Emily, from Didsbury, Greater Manchester, was angry that the all-male British Ornithologist’s Union was doing nothing to protect these birds from becoming a fashion accessory. Others too were determined to protect wild birds from the whims of fashion, and Emily Williamson joined forces with Eliza Phillips of the Fur, Fin and Feather Folk of Croydon, Etta Lemon and Winifred Cavendish-Bentinck, Duchess of Portland.

Fighting feathers in fashion

Together the women started to campaign against this ‘murderous millinery’ and fought across many fronts. Emily used her wide women’s network to get hundreds of pledges to ‘Wear No Feathers’. Eliza became head of publications, writing dozens of hard-hitting pamphlets. She also masterminded the 1903 campaign to save species of egret from extinction in what became known as ‘The Frontal Attack’.


Etta, known as the ‘Mother of the Birds’ and ‘The Dragon’ was the dynamo behind the (R)SPB for its first half-century. She was a tenacious campaigner and would shame ‘feather bedecked women’ in church. She remained a passionate campaigner right up until her forced retirement at 80.  Meanwhile the Duchess was a humanitarian aristocrat behind a number of good causes – from pit ponies, to girls’ education, to caged birds. She used her influence to press for change and was president of the RSPB for 60 years until her death.


Under their leadership, the society’s influence began to spread. Supporters around the UK wrote letters to women wearing feather hats, spoke to the shopkeepers that stocked them, and sought to influence prominent figures from politicians to the royal family.

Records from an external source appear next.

Issue #18, opened 2016-07-26
Configure Models once for Datastore and Executor


stjohnjohnson:
Right now we have to pass in datastore and executor each time we use a model.  Why not set them up once and pass the model collection into the plugins?

Would we ever have a model that has a different datastore than the others?  What about the executor?

If we go down that route, wouldn't a datastoreFactory or executorFactory be more appropriate?

FenrirUnbound:
The initial idea was to use a Factory for constructing the models. It was decided against it due to "future proofing".

At this point, we can slowly switch the models over to be obtained from a Factory method, and introduce it PR by PR.

FenrirUnbound:
To iterate our discussion from standup to here:

There were observed nuances with the current state of the models:

1. The models aren't treated like instances of an specific object. A `job` instance wouldn't represent a specific job and all its properties: it acts more as an interface to the datastore objects.
1. The model methods were treated as instance methods. It is now determined that some of those functions are better described as static methods, while some methods make sense to keep as instance methods.

petey:
Factories handle this: PR #35, #43

PR #31, opened 2016-08-04
[RFC] generate build model via factory

FenrirUnbound:
This is a **R**equest **F**or **C**omments

This is a proposal for addressing issue #18

### DIFF
--- a/index.js
+++ b/index.js
@@ -1,7 +1,15 @@
 'use strict';
 const Build = require('./lib/build');
+const factory = require('./lib/factory');
 const Job = require('./lib/job');
 const Pipeline = require('./lib/pipeline');
 const User = require('./lib/user');
 
-module.exports = { Build, Job, Pipeline, User };
+module.exports = {
+    Build,
+    configureBuildModel: factory.configureBuildModel,
+    getBuildModel: factory.getBuildModel,
+    Job,
+    Pipeline,
+    User
+};
--- a/lib/factory.js
+++ b/lib/factory.js
@@ -1,0 +1,28 @@
+'use strict';
+const Build = require('./build');
+let build;
+
+/**
+ * Configure the build model for future getBuildModel executions
+ * @method configureBuildModel
+ * @param  {Object}            datastore Object that will perform operations on the datastore
+ * @param  {Object}            executor  Object that will perform executor operations
+ * @param  {String}            password  Login password
+ */
+function configureBuildModel(datastore, executor, password) {
+    build = new Build(datastore, executor, password);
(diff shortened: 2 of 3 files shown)


index.js
```diff
@@ -1,7 +1,15 @@
...
 const Build = require('./lib/build');
+const factory = require('./lib/factory');
 const Job = require('./lib/job');
 const Pipeline = require('./lib/pipeline');
 const User = require('./lib/user');
 
-module.exports = { Build, Job, Pipeline, User };
+module.exports = {
+    Build,
+    configureBuildModel: factory.configureBuildModel,
```
stjohnjohnson, line 10: Should we do this here?  Why not just do this in the Build prototype?

nkatzman, line 10: Right, should every model just have a factoryMethod that will retrieve the instance of a model?

FenrirUnbound, line 10: > Why not just do this in the Build prototype?

If every model had a factoryMethod, what would the difference be between how we're doing it now?

Adding it to the prototype would be us using another method instead of the constructor. You're still exposing the user to invoke `new`, which doesn't yield us the benefits of centralizing the configuration in one call.

FenrirUnbound, line 10: > should every model just have a factoryMethod that will retrieve the instance of a model? 

Are you asking if there will be a method for each method, like `getJobModel`, `getPipelineModel`?

stjohnjohnson, line 10: Sorry, prototype is the not the right word I was looking for.  Static is the word I was looking for.

Example:

``` js
const Build = require('screwdriver-models');
Build.configure(datastore, executor);

const build = new Build();
```

stjohnjohnson, line 10: Ideally, it would be great to configure all of it in one place like:

``` js
const models = require('screwdriver-models');
const Build = models.Build;
const Job = models.Job;
models.configure({ datastore, executor, key });

const build = new Build();
const job = new Job()
```

stjohnjohnson, line 10: The more I think about this though, what's the point of using new?  These aren't treated like class instances.

An instance would be like:

``` js
const build = new Build(buildId);
build.status = 'FAILED';
build.save(next);
```

If we're going to be treating them statically (like we do now), then let's move it to entirely to a singleton pattern.

``` js
const models = require('screwdriver-models');
models.configure({ datastore, executor, key });

models.build.create(payload, next);
```

FenrirUnbound:
We discussed this further during standup. I've gone ahead and update Issue #18 with some of the high-level details. 

We'll close this PR and follow up with a different approach to resolve that issue.

PR #33, opened 2016-08-04
Use pipeline's admin to create status

d2lam:
Look up the admin of the pipeline to create github status. 
`Username` passed in is the person that triggered/created the build. Modify the cause to specify this: `Started by`

### DIFF
--- a/lib/build.js
+++ b/lib/build.js
@@ -8,41 +8,26 @@ const UserModel = require('./user');
 const githubHelper = require('./github');
 
 /**
- * Given a Job ID, look up the associated Pipeline ID
- * @method fetchJob
- * @param  {Object}        datastore The datastore object that can retrieve the data from the datastore
- * @param  {String}        jobId     The ID of the job to look at
- * @param  {Function}      callback  fn(err, result), where result is a Job object
- */
-function fetchJob(datastore, jobId, callback) {
-    const jobModel = new JobModel(datastore);
-
-    jobModel.get(jobId, callback);
-}
-
-/**
  * Given a Pipeline ID, look up the associated SCM Url
  * @method fetchScmUrl
- * @param  {Object}    datastore          The datastore object that can retrieve the data from the datastore
- * @param  {Object}    params             An object
- * @param  {String}    params.pipelineId  The ID of the pipeline to look at
+ * @param  {Model }    pipeline           Instance of the Pipeline model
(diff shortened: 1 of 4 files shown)


lib/build.js
```diff
@@ -116,9 +116,9 @@ class BuildModel extends BaseModel {
         };
 
         async.waterfall([
-            async.apply(fetchJob, this.datastore, jobId),
-            async.apply(fetchScmUrl, this.datastore),
-            async.apply(getRepoInfo, this.user, config),
+            (next) => fetchJob(this.datastore, jobId, next),
+            (job, next) => fetchScmUrl(this.datastore, job, next),
```
stjohnjohnson: So much 👍 👍 💯

stjohnjohnson:
So much 👍  
woaaah

lib/build.js
```diff
@@ -145,10 +145,23 @@ class BuildModel extends BaseModel {
             },
 
             (response, next) => {
-                // Create github status
+                // Get the admin of the pipeline
+                const pipelineModel = new PipelineModel(this.datastore);
```
nkatzman: There is already a spot where the pipelineModel is instantiated, can we refactor that to happen only once?

lib/pipeline.js
```diff
@@ -88,6 +88,23 @@ class PipelineModel extends BaseModel {
...
     }
+
+    /**
+     * Given a pipeline id, fetch the build admin
+     * @method getAdmin
+     * @param  {String}       pipelineId    Identifier for the Pipeline
+     * @param  {Function}     callback      fn(error, admin) where admin is the admin of the pipeline
+    */
+   // TODO: Retry if admin access was revoked
+    getAdmin(pipelineId, callback) {
```
nkatzman: should this be getAdmins if we plan on retrying in the case where admin access was revoked?

Whoever consuming this should be doing the iteration, and not the function in the pipeline model

d2lam: This funciton should only get ONE admin that is valid.  If admin access was revoked, then it should retry until we get one that is valid. And at the same time, remove that person from the admin list. Whoever consumes this shouldn't have to do the retrying and removing. Seems more like the responsibility of the pipeline.

Also, when would ever need to get the list of admins? At least I don't see that use case right now.

nkatzman:
👍

PR #35, opened 2016-08-05
The models now promise

### LINKED ISSUE #5: Evaluate Promises
Should we be using promises internally in here?  Since we're going to be interacting with multiple models.

FenrirUnbound:
Decorated all the models to have a Promise interface. The endpoints are backwards compatible: if they are given a callback, they will invoke the callback as expected. If you omit a callback function, you'll receive a promise instead.

Merging this PR will resolve #5

### DIFF
--- a/lib/nodeify.js
+++ b/lib/nodeify.js
@@ -1,0 +1,66 @@
+'use strict';
+
+/**
+ * Determine whether to return a promise or use the callback
+ * @method nodeify
+ * @param  {Function}  func       The function to call
+ * @param  {Object}    config     The parameters to pass to the function
+ * @param  {Function}  [callback] Optional. Callback to invoke when func is completed.
+ * @return {Promise}              If no callback is provided, a Promise is returned.
+ */
+function nodeify() {
+    const args = Array.from(arguments);
+    const func = args.shift();
+    let callback = args[args.length - 1];
+
+    if (typeof callback === 'function') {
+        // To allow thrown errors to _NOT_ be caught in the promise chain
+        return process.nextTick(() => func.apply(null, args));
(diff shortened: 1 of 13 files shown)


lib/nodeify.js
```diff
@@ -0,0 +1,64 @@
...
+    const args = Array.from(arguments);
+    const func = args.shift();
+    let callback = args[args.length - 1];
+
+    if (typeof callback === 'function') {
+        // To allow thrown errors to _NOT_ be caught in the promise chain
+        return process.nextTick(() => func.apply(null, args));
+    } else if (typeof callback === 'undefined') {
+        args.pop();
+    }
```
stjohnjohnson: What would an else be here?

stjohnjohnson:
Okay, this is an awesome PR.  Super cool.  I would bump the minor rev on the package.json.

Quick question, is the intention to support both callback and promise for everything in models going forward?

lib/nodeify.js
FenrirUnbound: Nothing. It would fall through the rest of the method.

FenrirUnbound:
> is the intention to support both callback and promise for everything in models going forward?

For the near-term, yes. Going all-in with promises would require us to switch everything over from passing in callbacks to a Promise-chain.

petey:
:shipit:

nkatzman:
Squash commits and then add that comment in the nodeify code 👍

FenrirUnbound:
Commits squashed.

> add that comment in the nodeify code 

https://github.com/screwdriver-cd/models/pull/35/files#diff-cb6fb0408e4bce588c86b3c137060f54R20 😸

d2lam:
👍  Makes sense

Together they campaigned tirelessly for change and in July 1921 the Plumage (Prohibition) Act was passed, banning the import of plumage. The campaign to protect wild birds was the first successful campaign by the RSPB, and solidified our role as a conservation organisation that today works for nature both in the UK and internationally.

Little Egret standing on a brick wall all fluffed up.

More than 100 years of successful campaigning

Campaigning continues to be vital in the fight to save nature. Thanks to you – our members and supporters – land has been saved as critical wildlife habitat and birds that were close to extinction have been brought back.

We’ve seen Red Kites return to our skies, Ospreys breed once more in Britain and White-tailed Eagles recolonise parts of Scotland and England. Little Egrets – once hunted for their plumage and pushed to extinction in the UK – now fly free.


This year, after decades of campaigning, we finally succeeded in stopping industrial sandeel fishing in the English North Sea and in all Scottish waters.

How you can help save nature

More than 38 million birds have vanished from our skies in just 50 years, and just 5% of UK land is well managed for nature. But like our founders before us, we are determined to make a difference. From the colourful Puffins along our coast to the humble House Sparrows in our towns and cities, nature needs us. Together, we can save nature.